Approach Solution -2
The wavelength of light is inversely proportional to the number of observed fringes.
Here, we use \(n_{1}λ_{1}=n_{2}λ_{2}\)
\(⇒n_{2}=\frac{n_{1}λ_{1}}{λ_{2}}\)
\(n_{2}=\frac{12\times600}{400}=18\)
Approach Solution -3
Monochromatic light falls on 2 slits that act as two coherent sources. In Young's Double Slit Experiment, alternate light and dark bands, known as fringes, are observed on the screen.
- The separation between 2 consecutive light or dark fringes is known as the fringe width.
- All fringes are of equal width in the experiment.
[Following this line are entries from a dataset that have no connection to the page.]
PR #106, opened 2020-03-25
Jive

akoul1:


mvlearn/jive/AJIVE.py
```diff
@@ -0,0 +1,776 @@
...
+from .random_direction import sample_randdir
+from .diagnostic_plot import plot_joint_diagnostic
+from .PCA import PCA
+
+
+class AJIVE(object):
+    """
+    An implementation of Angle-based Joint and Individual Variation Explained.
+    This algorithm 
+
```
gmischl1: Is there supposed to be more description here?

docs/tutorials/embed/mvmds_tutorial.ipynb
```diff
@@ -37,12 +37,24 @@
   },
   {
    "cell_type": "code",
-   "execution_count": 2,
+   "execution_count": 8,
    "metadata": {},
-   "outputs": [],
+   "outputs": [
```
rflperry, line 42: Seems to be an error in this notebook. Not sure you wanted to add this notebook in the PR?

mvlearn/__init__.py
```diff
@@ -4,3 +4,6 @@
 import mvlearn.cotraining
 import mvlearn.datasets
 import mvlearn.utils
+import mvlearn.jive
```
rflperry, line 7: It appears here and other files that the newline at the end of the file is being removed. This will result in a style check fail as far as I know. Also, in master the version is 0.0.2

tests/JIVE/test_AJIVE_real.py
```diff
@@ -0,0 +1,184 @@
+# -*- coding: utf-8 -*-
```
rflperry, line 1: I see a test_AJIVE and test_AJIVE_real. only want one id assume

rflperry:
Not sure the PR status but there are some branch conflicts and also I noticed folders named "JIVE". everything should be AJIVE or ajive for correctness.

mvlearn/__init__.py
akoul1: So should I take out this line?

mvlearn/ajive/ajive.py
```diff
@@ -0,0 +1,760 @@
...
+        Number of random direction samples to draw.
+
+    precomp_randdir_samples {None,  array-like}
+        Precomputed random direction samples.
+
+    n_jobs: int, None
+        Number of jobs for parallel processing wedin samples and random
+        direction samples using sklearn.externals.joblib.Parallel.
+        If None, will not use parallel processing.
+
```
gmischl1, line 84: I'm confused by the 'type' descriptions of each parameter. Can you put them all in the format like
int, default=100, rather than {bool, None}. Maybe I'm just confused

mvlearn/ajive/ajive.py
```diff
@@ -0,0 +1,760 @@
...
+        Parameters
+        ----------
+        blocks: {list of array-likes or numpy.ndarray, dict}
+            - blocks length: n_views
+            - blocks[i] shape: (n_samples, n_features_i) 
+            The different views that are input. Input as data matrices. 
+            If dict, will name blocks by keys, otherwise blocks are named by 
+            0, 1, ...K. 
+
```
gmischl1, line 189: Is there a specific reason this is allowed to be a dict, not just a list of array-likes? Does it have something to do with the way ajive is typically used in practice that the input would like be formatted as a dict already?

akoul1: Then return is as a dictionary as there are 3 different matrices returned. Also usually inputs are views with specific names. The keys make it easy to call those views and specify which of the 3 matrices you want

gmischl1:
Maybe it just wasn't rendering right when I looked, but it seemed like there were some issues in the AJIVE Tutorial.ipynb

In one of the cells at the top, it looked like a bunch of import statements were being formatted as text
"
import numpy as np import pandas as pd import seaborn as sns import matplotlib.pyplot as plt from mvlearn.jive import AJIVE from mvlearn.jive import PCA from IPython.display import Image"

mvlearn/ajive/ajive.py
gmischl1: Ok that's fine then, is there another way you can write the "type" of each input in the Parameters section though? I was very confused looking at {list, dict} the first time

mvlearn/ajive/ajive.py
gmischl1: I think something like list or dict, default=<DEFAULT> is more clear, but maybe that's just me

mvlearn/__init__.py
```diff
@@ -4,3 +4,6 @@
 import mvlearn.cotraining
 import mvlearn.datasets
 import mvlearn.utils
+import mvlearn.ajive
+
+__version__ = "0.0.1"
```
gmischl1, line 9: can you change the version to 0.0.2 so it's not conflicting with master?

mvlearn/ajive/ajive.py
```diff
@@ -0,0 +1,760 @@
...
+    indiv_ranks: {list, dict, None}
+        Ranks of individual variation matrices. If None, will estimate the 
+        individual ranks. Otherwise, will use provided individual ranks.
+
+    center: {bool, None}
+        Centers matrix. If None, will not center.
+
+    reconsider_joint_components: bool
+        Triggers _reconsider_joint_components function
```
gmischl1, line 58: can you give a little more description of what this will do?

mvlearn/ajive/ajive.py
```diff
@@ -0,0 +1,760 @@
...
+
+    joint_rank: {None, int}
+        Rank of the joint variation matrix. If None, will estimate the 
+        joint rank. Otherwise, will use provided joint rank.
+
+    indiv_ranks: {list, dict, None}
+        Ranks of individual variation matrices. If None, will estimate the 
+        individual ranks. Otherwise, will use provided individual ranks.
+
+    center: {bool, None}
```
gmischl1, line 54: change things like this to "bool, default=None" but also why is the default not just False? I think that would be less confusing.

mvlearn/ajive/ajive.py
```diff
@@ -0,0 +1,760 @@
...
+        return results
+
+    def get_ranks(self):
+        """
+        Output
+        ------
+        joint_rank (int): the joint rank
+
+        indiv_ranks (dict): the individual ranks.
+        """
```
gmischl1, line 501: These are not formatted correctly. Should be

joint_rank : int
    The joint rank.
indiv_ranks : dict
    The individual ranks.

mvlearn/ajive/ajive.py
```diff
@@ -0,0 +1,760 @@
...
+        Observation names.
+
+    var_names: None, array-like
+        Variable names for this view.
+
+    block_name: None, int, str
+        Name of this view.
+
+    m: None, array-like
+        The vector used to column mean center this view.
```
gmischl1, line 664: if the default of m is None, then this should say 
m : array-like, default=None

mvlearn/ajive/ajive.py
```diff
@@ -0,0 +1,760 @@
...
+        The noise matrix estimate.
+
+    obs_names: None, array-like
+        Observation names.
+
+    var_names: None, array-like
+        Variable names for this view.
+
+    block_name: None, int, str
+        Name of this view.
```
gmischl1, line 661: See comment below about default being None, and likewise for above parameters.

docs/tutorials/embed/mvmds_proof.ipynb
```diff
@@ -22,8 +22,8 @@
    "metadata": {},
```
gmischl1, line 22: why is mvmds_proof being changed in this PR?

mvlearn/ajive/ajive.py
```diff
@@ -0,0 +1,760 @@
...
+# See the License for the specific language governing permissions and
+# limitations under the License.
+
+import numpy as np
+import warnings
+from scipy.sparse import issparse
+from copy import deepcopy
+from sklearn.externals.joblib import load, dump
+import pandas as pd
+from mvlearn.embed.base import BaseEmbed
```
gmischl1, line 21: if ajive doesn't inherit from BaseEmbed, then no reason to import it

mvlearn/ajive/ajive.py
```diff
@@ -0,0 +1,760 @@
...
+                _arg_checker(blocks,
+                            self.init_signal_ranks,
+                            self.joint_rank,
+                            self.indiv_ranks,
+                            precomp_init_svd,
+                            self.center)
+
+        block_names = list(blocks.keys())
+        num_obs = list(blocks.values())[0].shape[0] #number of views
+
```
gmischl1, line 207: you import check_Xs, but you don't use it. Is there any way to validate the input you are getting? For example, if you need there to be exactly 2 views, check_Xs can be used to do that if you first convert the blocks to a temporary list of matrices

\(\beta = {D \lambda \over d}\)
- D is the distance between the screen and the slits
- d is the distance between slits
- \(\lambda\) is the wavelength of monochromatic light emitted via source
Calculation:
\(n\beta = {D \lambda \over d}\)
\(n_1\beta_1 = n_2\beta_2\)
n2 = 12 x \( {600 \over 400}\)
= 18
Hence, if the wavelength of light is changed to 400 nm, the number of fringes observed in the same segment of the screen is given by 18.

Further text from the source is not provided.